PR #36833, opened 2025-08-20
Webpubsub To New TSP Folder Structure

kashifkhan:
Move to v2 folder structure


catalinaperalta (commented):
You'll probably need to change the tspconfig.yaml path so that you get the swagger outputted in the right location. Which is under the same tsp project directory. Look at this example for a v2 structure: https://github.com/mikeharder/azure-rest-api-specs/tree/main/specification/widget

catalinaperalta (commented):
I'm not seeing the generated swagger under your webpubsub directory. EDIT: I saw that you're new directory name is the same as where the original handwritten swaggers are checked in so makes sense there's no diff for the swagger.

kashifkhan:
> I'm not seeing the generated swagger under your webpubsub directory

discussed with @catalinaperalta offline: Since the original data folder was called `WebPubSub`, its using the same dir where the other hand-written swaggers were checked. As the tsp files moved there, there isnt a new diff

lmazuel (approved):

____

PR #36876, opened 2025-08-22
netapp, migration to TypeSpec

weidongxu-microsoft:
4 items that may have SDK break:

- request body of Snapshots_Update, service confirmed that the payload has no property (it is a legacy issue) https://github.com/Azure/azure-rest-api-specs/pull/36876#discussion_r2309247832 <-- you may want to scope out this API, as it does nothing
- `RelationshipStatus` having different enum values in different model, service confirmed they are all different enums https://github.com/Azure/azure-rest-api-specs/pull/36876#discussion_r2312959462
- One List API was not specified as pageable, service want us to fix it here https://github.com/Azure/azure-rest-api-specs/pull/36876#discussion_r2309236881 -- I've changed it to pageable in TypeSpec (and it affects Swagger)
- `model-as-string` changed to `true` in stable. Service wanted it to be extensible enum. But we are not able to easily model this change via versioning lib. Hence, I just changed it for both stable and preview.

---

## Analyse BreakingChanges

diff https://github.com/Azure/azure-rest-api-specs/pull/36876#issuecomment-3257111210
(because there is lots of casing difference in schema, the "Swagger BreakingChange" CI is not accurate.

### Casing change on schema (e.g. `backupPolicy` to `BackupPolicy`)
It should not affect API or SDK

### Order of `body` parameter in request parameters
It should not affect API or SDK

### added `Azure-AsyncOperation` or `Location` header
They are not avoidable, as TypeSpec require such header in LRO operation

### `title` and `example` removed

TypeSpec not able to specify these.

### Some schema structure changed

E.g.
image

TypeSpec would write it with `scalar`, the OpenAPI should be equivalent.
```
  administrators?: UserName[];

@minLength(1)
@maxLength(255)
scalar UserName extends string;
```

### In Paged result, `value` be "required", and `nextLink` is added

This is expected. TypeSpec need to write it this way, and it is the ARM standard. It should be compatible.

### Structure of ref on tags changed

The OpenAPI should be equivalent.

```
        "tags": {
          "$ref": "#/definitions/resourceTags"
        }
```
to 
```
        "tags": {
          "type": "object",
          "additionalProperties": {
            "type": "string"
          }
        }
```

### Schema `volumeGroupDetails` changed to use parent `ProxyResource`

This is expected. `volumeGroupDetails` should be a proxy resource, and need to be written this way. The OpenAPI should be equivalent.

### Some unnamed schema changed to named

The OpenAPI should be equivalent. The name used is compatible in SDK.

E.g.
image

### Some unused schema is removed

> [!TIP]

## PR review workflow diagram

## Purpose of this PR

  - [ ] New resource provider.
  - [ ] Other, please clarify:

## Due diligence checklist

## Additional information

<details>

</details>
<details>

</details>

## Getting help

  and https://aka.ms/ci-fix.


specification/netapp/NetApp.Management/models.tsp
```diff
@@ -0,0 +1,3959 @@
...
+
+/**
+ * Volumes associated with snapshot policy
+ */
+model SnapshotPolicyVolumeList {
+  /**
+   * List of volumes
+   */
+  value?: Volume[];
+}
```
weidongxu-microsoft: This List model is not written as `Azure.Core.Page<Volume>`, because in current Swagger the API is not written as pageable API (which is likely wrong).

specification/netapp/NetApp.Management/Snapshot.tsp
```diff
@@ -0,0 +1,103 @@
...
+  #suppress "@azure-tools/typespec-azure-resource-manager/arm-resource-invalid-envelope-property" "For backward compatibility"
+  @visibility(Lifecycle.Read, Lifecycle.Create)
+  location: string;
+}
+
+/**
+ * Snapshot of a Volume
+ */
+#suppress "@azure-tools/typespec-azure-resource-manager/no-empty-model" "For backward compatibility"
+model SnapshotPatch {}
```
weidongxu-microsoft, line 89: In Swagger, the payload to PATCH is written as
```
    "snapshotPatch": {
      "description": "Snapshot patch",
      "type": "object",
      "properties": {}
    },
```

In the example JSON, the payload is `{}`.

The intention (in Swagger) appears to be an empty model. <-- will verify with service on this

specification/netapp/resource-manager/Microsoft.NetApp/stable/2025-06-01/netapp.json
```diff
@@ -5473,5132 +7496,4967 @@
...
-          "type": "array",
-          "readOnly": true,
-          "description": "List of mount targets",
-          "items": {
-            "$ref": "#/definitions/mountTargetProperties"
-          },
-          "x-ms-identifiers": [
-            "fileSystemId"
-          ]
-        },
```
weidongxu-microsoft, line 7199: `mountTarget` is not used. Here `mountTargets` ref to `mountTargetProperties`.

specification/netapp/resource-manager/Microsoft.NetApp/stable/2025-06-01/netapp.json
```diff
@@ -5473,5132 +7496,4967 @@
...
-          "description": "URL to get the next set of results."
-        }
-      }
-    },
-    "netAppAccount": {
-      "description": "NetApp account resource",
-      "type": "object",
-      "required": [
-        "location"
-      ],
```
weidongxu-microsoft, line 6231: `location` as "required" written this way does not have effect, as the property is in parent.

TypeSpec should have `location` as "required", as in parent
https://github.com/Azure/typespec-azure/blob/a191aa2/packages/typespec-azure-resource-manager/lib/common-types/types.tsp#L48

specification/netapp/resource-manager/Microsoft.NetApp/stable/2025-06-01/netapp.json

____

### What to do:
Show all lines above holding "example".

### Answer area:
You'll probably need to change the tspconfig.yaml path so that you get the swagger outputted in the right location. Which is under the same tsp project directory. Look at this example for a v2 structure: https://github.com/mikeharder/azure-rest-api-specs/tree/main/specification/widget
### `title` and `example` removed
In the example JSON, the payload is `{}`.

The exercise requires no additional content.